• [What is required]
Produce word for word the lines of the data below running from the one that has "-void UiEngine::retranslateUi()" to the one that has "QObject, public IUiEngine", inclusive, and no others.
★ ★ ★ ★ ★
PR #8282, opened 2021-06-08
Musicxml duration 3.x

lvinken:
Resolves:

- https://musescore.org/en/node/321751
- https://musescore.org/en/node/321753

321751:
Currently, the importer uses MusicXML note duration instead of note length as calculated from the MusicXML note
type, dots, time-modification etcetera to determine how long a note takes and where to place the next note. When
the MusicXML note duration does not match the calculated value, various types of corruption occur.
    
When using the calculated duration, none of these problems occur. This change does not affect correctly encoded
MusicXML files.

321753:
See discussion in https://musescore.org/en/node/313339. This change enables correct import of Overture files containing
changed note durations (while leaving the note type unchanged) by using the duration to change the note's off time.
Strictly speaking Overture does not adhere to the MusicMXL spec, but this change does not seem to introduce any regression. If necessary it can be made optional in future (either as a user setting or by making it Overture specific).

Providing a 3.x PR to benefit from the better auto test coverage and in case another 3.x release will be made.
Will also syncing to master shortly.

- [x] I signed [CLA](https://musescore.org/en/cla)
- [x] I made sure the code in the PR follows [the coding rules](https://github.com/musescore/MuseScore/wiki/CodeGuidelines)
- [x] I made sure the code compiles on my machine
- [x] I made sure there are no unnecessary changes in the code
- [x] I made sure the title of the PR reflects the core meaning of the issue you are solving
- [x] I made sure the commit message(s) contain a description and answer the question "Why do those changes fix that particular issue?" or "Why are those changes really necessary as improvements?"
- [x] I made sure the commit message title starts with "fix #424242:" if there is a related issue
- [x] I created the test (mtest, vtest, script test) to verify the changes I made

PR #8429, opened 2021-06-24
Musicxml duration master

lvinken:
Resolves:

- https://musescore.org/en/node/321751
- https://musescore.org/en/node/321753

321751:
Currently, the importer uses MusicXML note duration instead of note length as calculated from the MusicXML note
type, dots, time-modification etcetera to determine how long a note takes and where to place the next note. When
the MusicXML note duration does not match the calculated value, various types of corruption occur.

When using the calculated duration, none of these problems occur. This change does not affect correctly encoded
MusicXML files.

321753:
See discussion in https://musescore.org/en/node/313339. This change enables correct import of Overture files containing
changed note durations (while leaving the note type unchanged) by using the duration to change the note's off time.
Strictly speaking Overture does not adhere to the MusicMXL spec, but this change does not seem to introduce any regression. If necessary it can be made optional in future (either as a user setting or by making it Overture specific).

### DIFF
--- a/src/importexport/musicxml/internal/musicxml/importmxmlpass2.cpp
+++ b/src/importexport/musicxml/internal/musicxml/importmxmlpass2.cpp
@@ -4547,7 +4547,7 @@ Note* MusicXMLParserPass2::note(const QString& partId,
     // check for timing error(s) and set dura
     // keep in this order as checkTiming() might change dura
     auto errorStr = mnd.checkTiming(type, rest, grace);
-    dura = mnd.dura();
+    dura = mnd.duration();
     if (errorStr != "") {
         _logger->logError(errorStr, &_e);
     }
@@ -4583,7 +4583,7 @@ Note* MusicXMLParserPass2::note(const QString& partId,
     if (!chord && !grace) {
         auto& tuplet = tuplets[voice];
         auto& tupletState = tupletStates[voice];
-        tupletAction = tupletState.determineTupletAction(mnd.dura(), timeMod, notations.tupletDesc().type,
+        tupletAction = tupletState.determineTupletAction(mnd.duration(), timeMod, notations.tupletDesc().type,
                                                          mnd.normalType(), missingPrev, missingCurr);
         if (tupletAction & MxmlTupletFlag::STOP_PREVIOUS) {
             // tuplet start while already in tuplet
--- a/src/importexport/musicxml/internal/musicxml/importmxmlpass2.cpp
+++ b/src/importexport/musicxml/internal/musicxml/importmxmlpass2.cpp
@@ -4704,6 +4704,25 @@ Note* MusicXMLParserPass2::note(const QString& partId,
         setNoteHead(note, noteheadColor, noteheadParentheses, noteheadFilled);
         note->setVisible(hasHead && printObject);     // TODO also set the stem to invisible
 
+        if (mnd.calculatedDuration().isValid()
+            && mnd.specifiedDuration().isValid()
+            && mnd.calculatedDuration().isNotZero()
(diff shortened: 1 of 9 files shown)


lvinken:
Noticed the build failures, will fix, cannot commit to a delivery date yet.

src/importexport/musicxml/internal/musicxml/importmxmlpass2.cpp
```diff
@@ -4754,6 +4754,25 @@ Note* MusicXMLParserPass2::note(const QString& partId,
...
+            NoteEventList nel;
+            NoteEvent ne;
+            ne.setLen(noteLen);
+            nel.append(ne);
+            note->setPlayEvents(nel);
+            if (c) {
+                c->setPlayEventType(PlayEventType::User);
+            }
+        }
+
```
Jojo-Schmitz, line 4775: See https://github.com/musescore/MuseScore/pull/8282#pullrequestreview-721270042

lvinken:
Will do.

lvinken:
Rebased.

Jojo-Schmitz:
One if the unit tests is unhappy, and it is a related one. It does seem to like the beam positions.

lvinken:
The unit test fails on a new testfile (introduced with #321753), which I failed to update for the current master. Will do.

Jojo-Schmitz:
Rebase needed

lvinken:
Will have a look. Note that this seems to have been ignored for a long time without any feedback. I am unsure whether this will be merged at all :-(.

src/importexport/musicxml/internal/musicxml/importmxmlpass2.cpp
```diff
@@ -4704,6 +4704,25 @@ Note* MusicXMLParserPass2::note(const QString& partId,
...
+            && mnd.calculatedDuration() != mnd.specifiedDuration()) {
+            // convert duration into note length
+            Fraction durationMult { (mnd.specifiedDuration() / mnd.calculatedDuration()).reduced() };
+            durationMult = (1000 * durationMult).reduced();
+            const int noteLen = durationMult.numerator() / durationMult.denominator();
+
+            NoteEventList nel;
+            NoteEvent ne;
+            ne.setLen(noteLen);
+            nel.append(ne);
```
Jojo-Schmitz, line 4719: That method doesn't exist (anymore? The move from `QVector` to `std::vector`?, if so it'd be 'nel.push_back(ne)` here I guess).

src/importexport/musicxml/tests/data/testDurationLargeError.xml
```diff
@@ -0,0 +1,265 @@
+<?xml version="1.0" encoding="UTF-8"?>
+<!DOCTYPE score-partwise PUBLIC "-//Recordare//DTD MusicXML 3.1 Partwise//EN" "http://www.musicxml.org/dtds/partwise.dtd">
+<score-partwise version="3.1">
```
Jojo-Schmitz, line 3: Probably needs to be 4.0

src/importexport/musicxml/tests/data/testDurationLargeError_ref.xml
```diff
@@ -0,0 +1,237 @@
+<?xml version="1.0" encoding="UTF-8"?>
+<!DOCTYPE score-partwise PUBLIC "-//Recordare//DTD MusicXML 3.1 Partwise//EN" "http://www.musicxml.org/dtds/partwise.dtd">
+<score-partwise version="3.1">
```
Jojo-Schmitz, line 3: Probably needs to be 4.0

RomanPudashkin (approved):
★ ★ ★ ★ ★
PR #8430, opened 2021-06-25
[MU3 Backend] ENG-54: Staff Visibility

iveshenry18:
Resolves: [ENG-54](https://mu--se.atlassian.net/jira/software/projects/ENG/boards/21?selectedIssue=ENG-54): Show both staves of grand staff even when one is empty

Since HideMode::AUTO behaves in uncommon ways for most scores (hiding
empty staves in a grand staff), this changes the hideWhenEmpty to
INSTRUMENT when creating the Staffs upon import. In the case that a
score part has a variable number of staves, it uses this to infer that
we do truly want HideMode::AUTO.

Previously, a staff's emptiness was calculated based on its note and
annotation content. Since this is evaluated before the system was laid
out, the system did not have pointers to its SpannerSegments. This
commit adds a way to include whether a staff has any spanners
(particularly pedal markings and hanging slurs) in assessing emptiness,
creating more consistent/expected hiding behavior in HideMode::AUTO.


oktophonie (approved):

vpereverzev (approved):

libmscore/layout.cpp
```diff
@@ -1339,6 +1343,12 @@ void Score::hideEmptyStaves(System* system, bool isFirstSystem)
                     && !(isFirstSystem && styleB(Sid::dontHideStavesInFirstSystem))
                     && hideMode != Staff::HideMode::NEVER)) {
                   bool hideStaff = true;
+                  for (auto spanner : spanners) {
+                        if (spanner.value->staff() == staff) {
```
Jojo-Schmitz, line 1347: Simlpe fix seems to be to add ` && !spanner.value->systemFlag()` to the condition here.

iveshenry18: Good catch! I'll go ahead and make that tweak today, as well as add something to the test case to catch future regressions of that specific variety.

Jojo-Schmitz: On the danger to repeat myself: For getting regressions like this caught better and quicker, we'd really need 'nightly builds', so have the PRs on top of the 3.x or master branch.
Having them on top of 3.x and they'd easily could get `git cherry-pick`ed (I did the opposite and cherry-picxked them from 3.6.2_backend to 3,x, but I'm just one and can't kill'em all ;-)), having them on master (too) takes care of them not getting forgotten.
★ ★ ★ ★ ★
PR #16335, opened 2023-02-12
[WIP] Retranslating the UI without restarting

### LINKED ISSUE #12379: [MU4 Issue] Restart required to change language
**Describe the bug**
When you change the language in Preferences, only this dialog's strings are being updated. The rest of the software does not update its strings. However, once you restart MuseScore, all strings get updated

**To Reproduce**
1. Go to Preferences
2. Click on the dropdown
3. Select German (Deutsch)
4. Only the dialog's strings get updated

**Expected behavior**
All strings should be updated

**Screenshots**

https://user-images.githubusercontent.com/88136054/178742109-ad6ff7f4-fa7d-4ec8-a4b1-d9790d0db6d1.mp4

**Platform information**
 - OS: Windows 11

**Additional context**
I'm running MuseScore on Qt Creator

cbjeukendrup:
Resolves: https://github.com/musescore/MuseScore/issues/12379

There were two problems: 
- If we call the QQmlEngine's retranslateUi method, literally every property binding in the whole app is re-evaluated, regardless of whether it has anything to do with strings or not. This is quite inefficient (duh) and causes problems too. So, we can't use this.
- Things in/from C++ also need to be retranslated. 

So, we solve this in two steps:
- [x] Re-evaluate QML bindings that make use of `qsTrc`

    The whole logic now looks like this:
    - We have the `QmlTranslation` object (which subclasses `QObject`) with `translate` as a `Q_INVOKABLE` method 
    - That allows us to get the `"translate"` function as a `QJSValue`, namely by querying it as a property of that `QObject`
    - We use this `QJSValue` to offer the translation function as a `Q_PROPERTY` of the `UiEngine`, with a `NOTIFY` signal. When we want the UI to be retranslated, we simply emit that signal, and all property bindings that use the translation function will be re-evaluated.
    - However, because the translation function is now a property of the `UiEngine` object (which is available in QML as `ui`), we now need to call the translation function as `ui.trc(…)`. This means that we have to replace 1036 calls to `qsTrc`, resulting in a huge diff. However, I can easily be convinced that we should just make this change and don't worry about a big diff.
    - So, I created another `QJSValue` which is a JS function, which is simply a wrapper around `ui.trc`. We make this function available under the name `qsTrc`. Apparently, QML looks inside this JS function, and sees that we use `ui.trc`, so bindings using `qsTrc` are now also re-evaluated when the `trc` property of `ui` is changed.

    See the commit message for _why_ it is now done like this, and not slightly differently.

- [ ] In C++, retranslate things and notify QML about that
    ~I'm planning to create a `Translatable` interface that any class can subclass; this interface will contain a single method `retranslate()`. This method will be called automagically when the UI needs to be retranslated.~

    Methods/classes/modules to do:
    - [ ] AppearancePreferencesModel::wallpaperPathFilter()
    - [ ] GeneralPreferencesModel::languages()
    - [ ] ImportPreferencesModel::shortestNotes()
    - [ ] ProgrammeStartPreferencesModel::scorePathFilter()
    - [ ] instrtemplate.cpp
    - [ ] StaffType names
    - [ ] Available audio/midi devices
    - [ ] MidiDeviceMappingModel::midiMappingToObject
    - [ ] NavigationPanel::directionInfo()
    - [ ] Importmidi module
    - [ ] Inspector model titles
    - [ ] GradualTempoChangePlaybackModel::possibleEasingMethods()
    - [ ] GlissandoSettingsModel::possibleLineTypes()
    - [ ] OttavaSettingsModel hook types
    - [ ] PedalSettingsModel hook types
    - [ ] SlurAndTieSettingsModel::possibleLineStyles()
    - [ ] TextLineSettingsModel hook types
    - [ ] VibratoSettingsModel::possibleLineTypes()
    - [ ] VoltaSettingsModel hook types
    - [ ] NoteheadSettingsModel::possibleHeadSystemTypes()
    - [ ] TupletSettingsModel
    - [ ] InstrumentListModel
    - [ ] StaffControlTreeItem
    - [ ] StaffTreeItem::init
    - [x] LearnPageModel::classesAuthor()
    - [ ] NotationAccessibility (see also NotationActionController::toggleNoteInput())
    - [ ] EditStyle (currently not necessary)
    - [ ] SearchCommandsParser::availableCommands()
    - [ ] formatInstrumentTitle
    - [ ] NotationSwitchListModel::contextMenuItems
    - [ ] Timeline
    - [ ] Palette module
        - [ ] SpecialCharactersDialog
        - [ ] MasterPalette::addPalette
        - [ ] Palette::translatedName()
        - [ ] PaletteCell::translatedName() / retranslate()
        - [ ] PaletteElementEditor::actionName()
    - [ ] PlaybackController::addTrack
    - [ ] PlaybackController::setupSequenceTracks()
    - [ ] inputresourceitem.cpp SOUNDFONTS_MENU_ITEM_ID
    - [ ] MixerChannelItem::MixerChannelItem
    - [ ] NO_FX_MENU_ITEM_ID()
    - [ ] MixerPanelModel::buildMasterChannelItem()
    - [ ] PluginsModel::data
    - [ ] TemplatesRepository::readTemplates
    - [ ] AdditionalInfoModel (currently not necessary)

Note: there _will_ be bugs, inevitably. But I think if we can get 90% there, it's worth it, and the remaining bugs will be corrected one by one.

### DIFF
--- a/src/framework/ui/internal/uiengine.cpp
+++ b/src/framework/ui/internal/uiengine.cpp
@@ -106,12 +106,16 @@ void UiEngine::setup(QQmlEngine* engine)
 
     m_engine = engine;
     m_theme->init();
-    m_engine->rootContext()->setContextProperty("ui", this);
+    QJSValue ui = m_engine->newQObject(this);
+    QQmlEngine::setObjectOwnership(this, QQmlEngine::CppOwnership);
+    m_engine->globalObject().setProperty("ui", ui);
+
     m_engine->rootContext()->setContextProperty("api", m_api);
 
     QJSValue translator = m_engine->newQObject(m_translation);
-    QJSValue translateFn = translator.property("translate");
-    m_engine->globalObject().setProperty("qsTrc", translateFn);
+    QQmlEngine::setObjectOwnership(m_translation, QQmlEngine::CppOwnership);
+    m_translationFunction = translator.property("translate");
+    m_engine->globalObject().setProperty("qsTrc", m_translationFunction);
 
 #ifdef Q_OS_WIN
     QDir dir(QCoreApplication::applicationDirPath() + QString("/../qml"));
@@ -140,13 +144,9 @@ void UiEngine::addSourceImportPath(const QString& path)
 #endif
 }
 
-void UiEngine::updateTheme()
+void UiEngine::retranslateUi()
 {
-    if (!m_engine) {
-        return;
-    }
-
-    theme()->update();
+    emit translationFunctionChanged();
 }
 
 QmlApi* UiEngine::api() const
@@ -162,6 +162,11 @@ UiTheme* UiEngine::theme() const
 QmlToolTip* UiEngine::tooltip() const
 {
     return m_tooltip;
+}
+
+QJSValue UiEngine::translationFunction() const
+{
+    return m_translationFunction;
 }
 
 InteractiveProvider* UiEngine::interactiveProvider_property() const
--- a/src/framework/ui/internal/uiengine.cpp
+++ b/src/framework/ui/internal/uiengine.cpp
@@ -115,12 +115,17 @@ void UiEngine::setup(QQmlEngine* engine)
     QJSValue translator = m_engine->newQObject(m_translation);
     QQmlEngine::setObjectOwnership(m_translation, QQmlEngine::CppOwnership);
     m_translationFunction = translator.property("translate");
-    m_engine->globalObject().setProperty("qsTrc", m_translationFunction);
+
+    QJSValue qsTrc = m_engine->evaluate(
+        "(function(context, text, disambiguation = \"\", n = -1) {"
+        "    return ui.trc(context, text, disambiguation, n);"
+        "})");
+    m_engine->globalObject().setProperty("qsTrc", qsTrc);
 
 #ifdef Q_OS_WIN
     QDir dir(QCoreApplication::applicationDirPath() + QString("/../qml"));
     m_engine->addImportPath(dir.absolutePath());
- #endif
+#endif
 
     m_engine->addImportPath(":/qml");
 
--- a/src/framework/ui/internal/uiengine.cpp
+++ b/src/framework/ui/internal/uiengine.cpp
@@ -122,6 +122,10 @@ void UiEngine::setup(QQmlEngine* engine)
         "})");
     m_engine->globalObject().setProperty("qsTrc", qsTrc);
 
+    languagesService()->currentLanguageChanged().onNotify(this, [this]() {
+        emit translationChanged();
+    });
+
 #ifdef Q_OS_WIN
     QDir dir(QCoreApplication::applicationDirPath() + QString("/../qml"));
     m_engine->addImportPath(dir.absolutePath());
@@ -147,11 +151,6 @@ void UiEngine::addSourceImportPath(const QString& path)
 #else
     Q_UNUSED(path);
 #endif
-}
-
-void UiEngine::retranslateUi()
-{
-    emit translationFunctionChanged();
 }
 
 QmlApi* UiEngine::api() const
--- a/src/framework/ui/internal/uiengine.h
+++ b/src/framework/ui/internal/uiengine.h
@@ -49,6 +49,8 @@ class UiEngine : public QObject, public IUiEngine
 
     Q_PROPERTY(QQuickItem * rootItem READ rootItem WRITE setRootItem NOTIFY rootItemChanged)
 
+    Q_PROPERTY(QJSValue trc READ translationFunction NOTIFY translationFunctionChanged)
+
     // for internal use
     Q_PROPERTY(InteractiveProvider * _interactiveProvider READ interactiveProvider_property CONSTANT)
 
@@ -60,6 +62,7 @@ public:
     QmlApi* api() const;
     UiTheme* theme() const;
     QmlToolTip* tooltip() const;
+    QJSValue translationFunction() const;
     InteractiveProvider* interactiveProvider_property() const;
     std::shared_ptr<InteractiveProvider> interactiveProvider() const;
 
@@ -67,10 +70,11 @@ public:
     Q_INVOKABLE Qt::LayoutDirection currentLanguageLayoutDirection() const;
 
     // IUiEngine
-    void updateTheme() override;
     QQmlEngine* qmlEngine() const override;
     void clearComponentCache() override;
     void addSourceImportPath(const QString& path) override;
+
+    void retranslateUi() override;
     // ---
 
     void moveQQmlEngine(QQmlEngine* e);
★ ★ ★ ★ ★
• [Solution to this task]
-void UiEngine::retranslateUi()
-{
-    emit translationFunctionChanged();
 }
 
 QmlApi* UiEngine::api() const
--- a/src/framework/ui/internal/uiengine.h
+++ b/src/framework/ui/internal/uiengine.h
@@ -49,6 +49,8 @@ class UiEngine : public QObject, public IUiEngine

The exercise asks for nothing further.